*** Dataset records ***
PR #34079, opened 2021-12-01
Disallow optional fields in record binding pattern

### LINKED ISSUE #33389: No error when binding patterns bind optional fields of a record
**Description:**
$title, see https://github.com/ballerina-platform/ballerina-spec/issues/445.

Additionally the type used is also incorrect.

Need to follow up on the spec discussion before we fix this (to decide if we are disallowing this or making the type `T?`).

**Steps to reproduce:**
```ballerina
import ballerina/io;

type Employee record {
    string name;
    int id;
    Employee lead?;
};

public function main() {
    Employee e = {name: "Jo", id: 1234};

    string eName;
    int eId;
    Employee eLead;
    {name: eName, id: eId, lead: eLead} = e; // Allowed!
    io:println(eLead is Employee); // false
    io:println(<any> eLead is ()); // true

    var {name, id, lead} = e;

    Employee ld = lead; // Allowed!
    io:println(ld is Employee); // false
    io:println(<any> ld is ()); // true
}
```

**Affected Versions:**
slbeta3

### LINKED ISSUE #33538: No error when a mapping binding pattern binds rest fields
**Description:**
$title. Where the field is of type `T`, the type seems to be considered `T?`. I don't think this is inline with the spec.

**Steps to reproduce:**
```ballerina
public function main() {
    record {| int i; int...; |} a = {i: 1};
    record {| int i; int...; |} {i: _, j} = a; // no error

    // int x = j; // incompatible types: expected 'int', found 'int?'
}
```

**Affected Versions:**
slbeta4-rc1

rpjayasekara:
Fixes #33389 
Fixes #33538

## Check List 
- [ ] Updated Change Log
- [ ] Added necessary tests
  - [ ] Unit Tests
  - [ ] Spec Conformance Tests
  - [ ] Integration Tests
- [ ] Increased Test Coverage   
  - [ ] API documentation 
  - [ ] Ballerina By Examples


tests/jballerina-unit-test/src/test/resources/test-src/expressions/varref/record-variable-reference-semantics-negative.bal
```diff
@@ -198,3 +198,23 @@ function testFieldAndIndexBasedVarRefs() returns [anydata, anydata] {
...
+   string eName;
+   int eId;
+   int eAge;
+
+   {name: eName, id: eId, age: eAge} = e;
+
+   var {name: name, id: id, age: age} = e;
+
+   var {name: nameNew, id: idNew, age: ageNew} = e;
+}
```
rdulmina, line 220: Missing new line

compiler/ballerina-lang/src/main/java/org/wso2/ballerinalang/compiler/semantics/analyzer/SemanticAnalyzer.java
```diff
@@ -1197,6 +1197,11 @@ public void visit(BLangRecordVariable varNode) {
             varNode.setBType(symResolver.resolveTypeNode(varNode.typeNode, env));
         }
 
+        if (isOptionalFieldAvailableInRecord(varNode.typeNode.getBType())) {
```
rdulmina, line 1200: This will disallow `{name: eName, id: eId} = e;` as well right? we need to allow this

compiler/ballerina-lang/src/main/resources/compiler.properties
```diff
@@ -1749,6 +1749,9 @@ error.mismatched.visibility.qualifiers.in.object.field=\
 error.invalid.inclusion.of.object.with.private.members=\
   invalid object type inclusion with an object that has private fields or methods
 
+error.invalid.optional.field.in.record.binding.pattern=\
+  invalid record binding pattern; optional fields of records are not allowed in binding patterns
```
rdulmina, line 1753: shouldn't we be using the term `mapping binding pattern`  instead of `record binging pattern`? since there is no such binding pattern called `record binging pattern`? @MaryamZi WDYT?

tests/jballerina-unit-test/src/test/resources/test-src/statements/vardeclr/module_record_var_decl_negetive.bal
```diff
@@ -60,4 +60,18 @@ type ComplexRecord record {|
...
+    int age?;
+};
+
+function getEmployee() returns Employee {
+    return {name: "Jo", id: 1234, age: 12};
+}
+
+var {name: eName, id: eId, age: eAge} = getEmployee();
+
+Employee {name: eNameNew, id: eIdNew, age: eAgeNew} = getEmployee();
```
rdulmina, line 77: Missing new line

compiler/ballerina-lang/src/main/resources/compiler.properties
MaryamZi: Yeah, let's use mapping binding pattern. 

We initially had record and tuple binding patterns, before they were allowed with maps and arrays also. That's why there's usage of the terms record and tuple binding patterns.

compiler/ballerina-lang/src/main/resources/compiler.properties
```diff
@@ -1746,6 +1746,9 @@ error.mismatched.visibility.qualifiers.in.object.field=\
 error.invalid.inclusion.of.object.with.private.members=\
   invalid object type inclusion with an object that has private fields or methods
 
+error.invalid.optional.field.in.mapping.binding.pattern=\
+  invalid mapping binding pattern; optional fields of records are not allowed in mapping binding pattern
```
MaryamZi, line 1750: How about
```suggestion
  invalid mapping binding pattern; cannot bind optional fields
```

compiler/ballerina-lang/src/main/java/org/wso2/ballerinalang/compiler/semantics/analyzer/SemanticAnalyzer.java
```diff
@@ -1938,10 +1948,48 @@ public void visit(BLangRecordDestructure recordDeStmt) {
...
+            dlog.error(recordDeStmt.expr.pos, DiagnosticErrorCode.INVALID_OPTIONAL_FIELD_IN_MAPPING_BINDING_PATTERN);
+        }
         checkRecordVarRefEquivalency(recordDeStmt.pos, recordDeStmt.varRef, recordDeStmt.expr.getBType(),
                                      recordDeStmt.expr.pos);
     }
 
+    private boolean checkValidMappingBindingPatternForRecordVarRef(List<BLangRecordVarRefKeyValue> recordRefFields,
+                                                                   BType type) {
+        type = types.getReferredType(type);
+        if (type.tag != TypeTags.RECORD) {
```
MaryamZi, line 1962: We also need to handle maps, right?

https://ballerina.io/ballerina-spec/spec.html#mapping-binding-pattern

> a mapping-binding-pattern { f1: p1, f2: p2, ..., fn: pn, r } matches a mapping value m that includes fields f1, f2, ... , fn if pi matches the value of field fi for each i in 1 to n; if r is ...v then a successful match causes a new mapping value consisting of all the other fields to be assigned to v; a field-binding-pattern consisting of just a variable-name x is equivalent to a field-binding-pattern x: x;

So we can't really use a mapping binding-pattern in a destructuring assignment or variable declaration with a map as the expression?

compiler/ballerina-lang/src/main/java/org/wso2/ballerinalang/compiler/semantics/analyzer/SemanticAnalyzer.java
```diff
@@ -1938,10 +1948,48 @@ public void visit(BLangRecordDestructure recordDeStmt) {
...
+            if (recordType.fields.containsKey(lhsField.variableName.value)) {
+                if (Symbols.isOptional(recordType.fields.get(lhsField.variableName.value).symbol)) {
+                    return true;
+                }
+            }
+        }
+        return false;
+    }
+
+    private boolean checkValidMappingBindingPatternForRecordVariable(List<BLangRecordVariable.
```
MaryamZi, line 1976: Logic seems similar to the previous method? You can probably use one method that accepts the field names and locations instead?

MaryamZi, line 1976: Should we rename this to something like `validateBindingPatternForNonRequiredFields`, reflecting the actual check?

tests/jballerina-unit-test/src/test/resources/test-src/expressions/varref/record-variable-reference-semantics-negative.bal
```diff
@@ -198,3 +198,23 @@ function testFieldAndIndexBasedVarRefs() returns [anydata, anydata] {
...
+function testOptionalFieldsInRecordBindingPattern(){
+   Employee e = {name: "Jo", id: 1234};
+
+   string eName;
+   int eId;
+   int eAge;
+
+   {name: eName, id: eId, age: eAge} = e;
+
+   var {name: name, id: id, age: age} = e;
```
MaryamZi, line 217: For all kinds, let's add some tests for when the field is just the variable-name also, and not `field-name : binding-pattern`.

```ballerina
var {name, id: id, age}
```

compiler/ballerina-lang/src/main/java/org/wso2/ballerinalang/compiler/semantics/analyzer/SemanticAnalyzer.java
MaryamZi: Assuming we move the logging to this method.

compiler/ballerina-lang/src/main/java/org/wso2/ballerinalang/compiler/semantics/analyzer/SemanticAnalyzer.java
```diff
@@ -1198,6 +1198,11 @@ public void visit(BLangRecordVariable varNode) {
             varNode.setBType(symResolver.resolveTypeNode(varNode.typeNode, env));
         }
 
+        if (checkValidMappingBindingPatternForRecordVariable(varNode.variableList, varNode.typeNode.getBType())) {
```
MaryamZi, line 1201: I think it'll be more useful to log the error for the exact field binding pattern, rather than the single error for the mapping binding pattern, so that it's easier to identify which field binding pattern(s) is invalid.

tests/jballerina-unit-test/src/test/resources/test-src/expressions/varref/record-variable-reference-semantics-negative.bal
MaryamZi: Also for when the field binding patterns are within other binding patterns.

e.g., for
```ballerina
type Employee record {
    string name;
    record {
        int id;
        int age?;
    } details?;
};
```

and

```ballerina
type Employee record {
    string name;
    record {
        int id;
        int age?;
    } details;
};
```

MaryamZi: And part of list and error binding patterns.

This doesn't fail atm.

```ballerina
type Employee record {
    string name;
    record {
        int id;
        int age?;
    } details?;
};

function fn() {
    Employee[2] e = [{name: "Jo", details: {id: 1234}}, {name: "Amy", details: {id: 1234}}];

    var [{name: nameNew, details: {id: idNew, age: ageNew}}, ...x] = e;
}
```

tests/jballerina-unit-test/src/test/resources/test-src/expressions/varref/record-variable-reference-semantics-negative.bal
```diff
@@ -198,3 +198,23 @@ function testFieldAndIndexBasedVarRefs() returns [anydata, anydata] {
...
+
+   var {name: nameNew, id: idNew, age: ageNew} = e;
```
MaryamZi, line 219: Is this the correct file for these tests? Doesn't this file contain only destructuring assignments?

compiler/ballerina-lang/src/main/java/org/wso2/ballerinalang/compiler/semantics/analyzer/SemanticAnalyzer.java
```diff
@@ -1938,10 +1948,48 @@ public void visit(BLangRecordDestructure recordDeStmt) {
...
+    private boolean checkValidMappingBindingPatternForRecordVarRef(List<BLangRecordVarRefKeyValue> recordRefFields,
+                                                                   BType type) {
+        type = types.getReferredType(type);
+        if (type.tag != TypeTags.RECORD) {
+            return false;
+        }
+        BRecordType recordType = (BRecordType) type;
+        for (BLangRecordVarRefKeyValue lhsField : recordRefFields) {
+            if (recordType.fields.containsKey(lhsField.variableName.value)) {
+                if (Symbols.isOptional(recordType.fields.get(lhsField.variableName.value).symbol)) {
```
MaryamZi, line 1968: Also need to disallow when the field corresponds to the rest field. The following doesn't fail.

```ballerina
type Employee record {
    string name;
};

function fn() {
    Employee e = {name: ""};
    Employee {name, id} = e;
}
```

MaryamZi: Related issue - https://github.com/ballerina-platform/ballerina-lang/issues/33538.

compiler/ballerina-lang/src/main/java/org/wso2/ballerinalang/compiler/semantics/analyzer/SemanticAnalyzer.java
rdulmina: We currently allow samples like below right?
```bal
map<string> mapvar = {a: "my"};

public function main() {
    string? b;
    {a: b} = mapvar;
}
```
I think the spec doesn't specifically mention allowing or disallowing this but this can be useful right?

MaryamZi: Similar scenario, right? A map doesn't have required fields, so using a map with a mapping binding pattern that has field binding patterns (in a variable declaration or destructuring assignment) is not allowed by the spec?

rpjayasekara: Yeah, right now this is allowed in this way,
```
    map<int> m = {
        "x": 1,
        "y": 2
    };

    var {x:x1, y:y1} = m;
```
Types of the `x1` and` y1` are` int?`. I think it is because map does not have required fields.

rpjayasekara: Discussed to disallow mapping binding patterns that has an expression of map

tests/jballerina-unit-test/src/test/resources/test-src/expressions/varref/record-variable-reference-semantics-negative.bal
rpjayasekara: Fixed this. But to handle the recursive records had to introduce two methods because data types are different in destructure expression and var expression

compiler/ballerina-lang/src/main/java/org/wso2/ballerinalang/compiler/semantics/analyzer/SemanticAnalyzer.java
MaryamZi: Aren't we fixing this?

compiler/ballerina-lang/src/main/java/org/wso2/ballerinalang/compiler/semantics/analyzer/SemanticAnalyzer.java
MaryamZi: This isn't fixed? Basically for each non-rest binding pattern we check if it is not a required field in the RHS expression.

It is not a required field if the mapping value 
- is a map
- is a record with an optional field for the particular key
- is an open record which has a rest field that may include a field for the the mapping value (both `record {| T...; |}` and `record {}`)

This way we don't have to special case the error for maps also.

compiler/ballerina-lang/src/main/java/org/wso2/ballerinalang/compiler/semantics/analyzer/SemanticAnalyzer.java
```diff
@@ -1521,6 +1524,18 @@ private void handleDeclaredWithVar(BLangVariable variable) {
                 BLangTupleVariable tupleVariable = (BLangTupleVariable) variable;
                 tupleVariable.setBType(rhsType);
 
+
+                if (rhsType.tag == TypeTags.ARRAY) {
```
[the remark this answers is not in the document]
MaryamZi: This check should probably happen wherever we check for never-present fields like

```ballerina
[record {| int i?; |}] y = [{}];
var [{j}] = y;
```

compiler/ballerina-lang/src/main/java/org/wso2/ballerinalang/compiler/semantics/analyzer/SemanticAnalyzer.java
```diff
@@ -1198,6 +1198,9 @@ public void visit(BLangRecordVariable varNode) {
             varNode.setBType(symResolver.resolveTypeNode(varNode.typeNode, env));
         }
 
+        validateBindingPatternForVariableRecord (varNode.variableList,
```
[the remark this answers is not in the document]
rpjayasekara: We did, but since I had to introduce two methods for two data types I changed it again

compiler/ballerina-lang/src/main/java/org/wso2/ballerinalang/compiler/semantics/analyzer/SemanticAnalyzer.java
rpjayasekara: Though you mentioned about the column index of where the error is logged. Earlier it was for the entire expression. Now it points out what are the optional fields

compiler/ballerina-lang/src/main/java/org/wso2/ballerinalang/compiler/semantics/analyzer/SemanticAnalyzer.java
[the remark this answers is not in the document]
MaryamZi: We are basically validating a mapping binding pattern right? So IMO `validateBindingPatternForNonRequiredFields` is OK.

Record variable is an internal term we used when these were initially introduced, isn't quite valid now.

compiler/ballerina-lang/src/main/java/org/wso2/ballerinalang/compiler/semantics/analyzer/SemanticAnalyzer.java
```diff
@@ -1938,10 +1943,75 @@ public void visit(BLangRecordDestructure recordDeStmt) {
...
+        for (BLangRecordVariable.BLangRecordVariableKeyValue lhsField : recordVar.variableList) {
+            if (recordType.fields.containsKey(lhsField.key.value)) {
+                if (Symbols.isOptional(recordType.fields.get(lhsField.key.value).symbol)) {
+                    dlog.error(lhsField.key.pos, DiagnosticErrorCode.INVALID_OPTIONAL_FIELD_IN_MAPPING_BINDING_PATTERN);
+                }
+            } else {
+                if (!recordType.sealed) {
+                    dlog.error(lhsField.key.pos, DiagnosticErrorCode.INVALID_OPTIONAL_FIELD_IN_MAPPING_BINDING_PATTERN);
+                }
+            }
```
MaryamZi, line 1975:
```suggestion
            } else if (!recordType.sealed) {
                dlog.error(lhsField.key.pos, DiagnosticErrorCode.INVALID_OPTIONAL_FIELD_IN_MAPPING_BINDING_PATTERN);
            }
```

compiler/ballerina-lang/src/main/java/org/wso2/ballerinalang/compiler/semantics/analyzer/SemanticAnalyzer.java
```diff
@@ -1938,10 +1943,75 @@ public void visit(BLangRecordDestructure recordDeStmt) {
             return;
         }
         typeChecker.checkExpr(recordDeStmt.expr, this.env);
+        validateBindingPatternForRecordDestructure(recordDeStmt.varRef.recordRefFields, recordDeStmt.expr.getBType(),
+                recordDeStmt.expr.pos);
         checkRecordVarRefEquivalency(recordDeStmt.pos, recordDeStmt.varRef, recordDeStmt.expr.getBType(),
                                      recordDeStmt.expr.pos);
     }
 
+    private void validateBindingPatternForVariableRecord(BLangRecordVariable recordVar,
```
MaryamZi, line 1952: Do we need this validation separately? Doesn't org.wso2.ballerinalang.compiler.semantics.analyzer.SymbolEnter#defineVariableList handle this?

I tried with 

```ballerina
type Foo record {|
    record {
        int b?;
    }[1] a?;
|};

function fn(Foo f) {
    var {a: [{b}]} = f;
}
``` 

The diagnostic for `a` was added twice (when debugging).

compiler/ballerina-lang/src/main/java/org/wso2/ballerinalang/compiler/semantics/analyzer/SymbolEnter.java
```diff
@@ -2817,6 +2817,11 @@ private boolean defineVariableList(BLangRecordVariable recordVar, BRecordType re
                     defineMemberNode(value, env, restType);
                 }
                 continue;
+            } else {
```
MaryamZi, line 2820: The following doesn't result in an error for `b`. 

```ballerina
type Foo record {|
    map<int>[1] a;
|};

function fn(Foo f) {
    var {a: [{b}]} = f;
}
```

tests/jballerina-unit-test/src/test/resources/test-src/expressions/varref/record-variable-reference-semantics-negative.bal
```diff
@@ -198,3 +198,47 @@ function testFieldAndIndexBasedVarRefs() returns [anydata, anydata] {
...
+  int ageOne;
+
+  {name: nameOne, details:{id: idOne, age: ageOne}} = e1;
+}
+
+function testMappingBindingPatternWithMap() {
+    map<string> stringMap = {"a":"Foo"};
+    string? foo;
+    {a:foo} = stringMap;
+}
```
MaryamZi, line 244:
```suggestion
}

```

tests/jballerina-unit-test/src/test/resources/test-src/expressions/varref/record-variable-reference-semantics-negative.bal
```diff
@@ -198,3 +198,47 @@ function testFieldAndIndexBasedVarRefs() returns [anydata, anydata] {
...
+  int idOne;
+  int ageOne;
+
+  {name: nameOne, details:{id: idOne, age: ageOne}} = e1;
+}
+
+function testMappingBindingPatternWithMap() {
+    map<string> stringMap = {"a":"Foo"};
+    string? foo;
+    {a:foo} = stringMap;
```
MaryamZi, line 243:
```suggestion
    {a: foo} = stringMap;
```

compiler/ballerina-lang/src/main/java/org/wso2/ballerinalang/compiler/semantics/analyzer/SemanticAnalyzer.java
rpjayasekara: Yeah, will remove this logic and handle from `SymbolEnter`.

compiler/ballerina-lang/src/main/java/org/ballerinalang/util/diagnostic/DiagnosticErrorCode.java
```diff
@@ -413,6 +413,8 @@
           "cannot.use.type.inclusion.with.more.than.one.open.record.with.different.rest.descriptor.types"),
     INVALID_METHOD_CALL_EXPR_ON_FIELD("BCE2651", "invalid.method.call.expr.on.field"),
     INCOMPATIBLE_TYPE_WAIT_FUTURE_EXPR("BCE2652", "incompatible.type.wait.future.expr"),
+    INVALID_FIELD_BINDING_PATTERN_WITH_NON_REQUIRED_FIELD("BCE2653",
+            "invalid.optional.field.in.mapping.binding.pattern"),
```
MaryamZi, line 417: We need to update this also.

compiler/ballerina-lang/src/main/java/org/wso2/ballerinalang/compiler/semantics/analyzer/SemanticAnalyzer.java
```diff
@@ -1938,10 +1938,43 @@ public void visit(BLangRecordDestructure recordDeStmt) {
...
+        }
+        BRecordType recordType = (BRecordType) type;
+        for (BLangRecordVarRefKeyValue lhsField : fields) {
+            if (recordType.fields.containsKey(lhsField.variableName.value)) {
+                if (Symbols.isOptional(recordType.fields.get(lhsField.variableName.value).symbol)) {
+                    dlog.error(lhsField.variableName.pos,
+                            DiagnosticErrorCode.INVALID_FIELD_BINDING_PATTERN_WITH_NON_REQUIRED_FIELD);
+                }
+            }
+            if (lhsField.variableReference.getKind() == NodeKind.RECORD_VARIABLE_REF) {
```
MaryamZi, line 1969: Do we still need this?

rpjayasekara: Yeah we need this to handle recordDestructure expressions.  An example like below
```
type Employee record {
    int a;
    record {
        int b?;
    } c;
};

public function main() {
    Employee emp = {a:4, c:{b:5}};
    int aa;
    int bb;
    {a:aa, c:{b:bb}} = emp;
}
```

MaryamZi: But the following then doesn't result in an error?

```ballerina
type Employee record {
    int a;
    record {
        int b?;
    }[1] c;
};

public function main() {
    Employee emp = {a: 4, c: [{b: 5}]};
    int aa;
    int bb;
    {a: aa, c: [{b: bb}]} = emp;
}
```

rpjayasekara: Fixed it. Remove the method and move it to `checkRecordVarRefEquivalency` where not available fields are being checked.

MaryamZi:
@rpjayasekara can you please rebase this PR on https://github.com/ballerina-platform/ballerina-lang/tree/stage-swan-lake.

compiler/ballerina-lang/src/main/resources/compiler.properties
```diff
@@ -1746,6 +1746,9 @@ error.mismatched.visibility.qualifiers.in.object.field=\
 error.invalid.inclusion.of.object.with.private.members=\
   invalid object type inclusion with an object that has private fields or methods
 
+error.invalid.field.binding.pattern.with.non.required.field=\
+  invalid mapping binding pattern; can only bind required fields
```
MaryamZi, line 1750:
```suggestion
  invalid field binding pattern; can only bind required fields
```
*** End of Dataset records ***
• _What you will do_
Total up the lines in the listing above that include "BLangRecordVariable". Give the number by itself.

• _Response for this exercise_
7